### Your task:
The line containing "Resolves [JP-3004](https://jira.stsci.edu/browse/JP-3004)" marks the end: quote every line from the start of the records below through it, word for word.

__________

PR #141, opened 2023-01-12
JP-3004: Should have NaN's for Suppressed Ramps, but Getting Zeros.

kmacdonald-stsci:
Resolves [JP-3004](https://jira.stsci.edu/browse/JP-3004)

This PR addresses zero values for suppressed ramps that should have been set to NaN in both the rate and rateints product.  There was an unexpected edge case due to the jump step setting JUMP_DET because of the `flag_4_neighbors` being set to true.  This resulted in an effective 2 group ramp with the second ramp being flagged as JUMP_DET, which is nonsense.   Further, in ramp fitting, because the `suppress_one_group` is set to true, this has the result in the first group being marked as DO_NOT_USE, while the second group is only a jump detection.  A one group ramp with the DO_NOT_USE flagged has different results to a one group ramp flagged as JUMP_DET, a situation unanticipated.

The solution was to suppress all groups in a one group ramp, rather than just the first good group.  This, then had unexpected results.  Internally, LARGE_VARIANCE is used to compute variances with bad data.  This allows the inverse sums to be computed, while adding effectively nothing to good variance computations.  However, when all variances are LARGE_VARIANCE, the resultant sum will be large and should be set to zero.  The threshold to check this was set too high, allowing these large variances through, when they should have been set to zero.  Also, this threshold was defined inconsistently in the code, so a top level variable in the `utils.py` was created to use in all instances this variance threshold needs to be used.

Finally, and unrelated to the issue in JP-3004, a warning thrown when the code tried to cast NaN as an integer has been suppressed to make the output cleaner.

**Checklist**
- [x] updated relevant tests
- [x] added relevant label(s)

### DIFF
--- a/CHANGES.rst
+++ b/CHANGES.rst
@@ -13,7 +13,7 @@ Bug Fixes
 ramp_fitting
 ~~~~~~~~~~~~
 
-- Fixed zeros that should be NaNs in rateints product and suppressed
+- Fixed zeros that should be NaNs in rate and rateints product and suppressed
   a cast warning due to attempts to cast NaN to an integer. [#141]
 
 Changes to API
--- a/CHANGES.rst
+++ b/CHANGES.rst
@@ -9,7 +9,12 @@ General
 Bug Fixes
 ---------
 
--
+  
+ramp_fitting
+~~~~~~~~~~~~
+
+- Fixed zeros that should be NaNs in rateints product and suppressed
+  a cast warning due to attempts to cast NaN to an integer. [#141]
 
 Changes to API
 --------------
--- a/src/stcal/ramp_fitting/ramp_fit.py
+++ b/src/stcal/ramp_fitting/ramp_fit.py
@@ -274,4 +274,5 @@ def suppress_one_good_group_ramps(ramp_data):
             # ramp saturated, mark the 0th groups as saturated, too.
             good_index = np.where(ramp_data.groupdq[integ, :, row, col] == 0)
             if ramp_data.groupdq[integ, good_index, row, col] == 0:
-                ramp_data.groupdq[integ, good_index, row, col] = dnu_flag
+                ramp_data.groupdq[integ, :, row, col] = np.bitwise_or(
+                 ramp_data.groupdq[integ, :, row, col], dnu_flag)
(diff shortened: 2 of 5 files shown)


src/stcal/ramp_fitting/ramp_fit.py
```diff
@@ -274,4 +274,5 @@ def suppress_one_good_group_ramps(ramp_data):
             # ramp saturated, mark the 0th groups as saturated, too.
             good_index = np.where(ramp_data.groupdq[integ, :, row, col] == 0)
             if ramp_data.groupdq[integ, good_index, row, col] == 0:
-                ramp_data.groupdq[integ, good_index, row, col] = dnu_flag
+                ramp_data.groupdq[integ, :, row, col] = np.bitwise_or(
```
dmggh, line 277: Line 267 - 'flagg'; and should that comment (and the comment that follows that) be changed to state that ALL groups will be suppressed ?

dmggh (approved):
Looks good, minor comment on comments.

Line 267 - 'flagg', and should this comment be changed to reflect that ALL groups will be suppressed ?

src/stcal/ramp_fitting/ramp_fit.py
kmacdonald-stsci: I fixed the comments in this section to reflect the new change in ramp suppression.

hbushouse:
Regtest run at https://plwishmaster.stsci.edu:8081/job/RT/job/JWST/2168/ was clean, except for 1 unrelated failure (slow machine today resulted in the failure of a timed test).

hbushouse (approved):
LGTM.

CHANGES.rst
```diff
@@ -9,7 +9,12 @@ General
 Bug Fixes
 ---------
 
--
+  
+ramp_fitting
+~~~~~~~~~~~~
+
+- Fixed zeros that should be NaNs in rateints product and suppressed
```
hbushouse, line 16: Minor nit, but doesn't this change affect both rate and rateints products? Or was the result in the rate product already being set to NaN and the problem was just in the results for individual integrations?

kmacdonald-stsci: It affects both.  I updated the change log.

hbushouse:
Clean regtest run at https://plwishmaster.stsci.edu:8081/job/RT/job/JWST-Developers-Pull-Requests/549/ using this PR's git hash for stcal.

PaulHuwe (approved):
Roman Unit & Regression tests pass with these changes.

hbushouse:
Looks like everyone is in agreement on this, so I'm going to merge.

__________

### Result below:
PR #141, opened 2023-01-12
JP-3004: Should have NaN's for Suppressed Ramps, but Getting Zeros.

kmacdonald-stsci:
Resolves [JP-3004](https://jira.stsci.edu/browse/JP-3004)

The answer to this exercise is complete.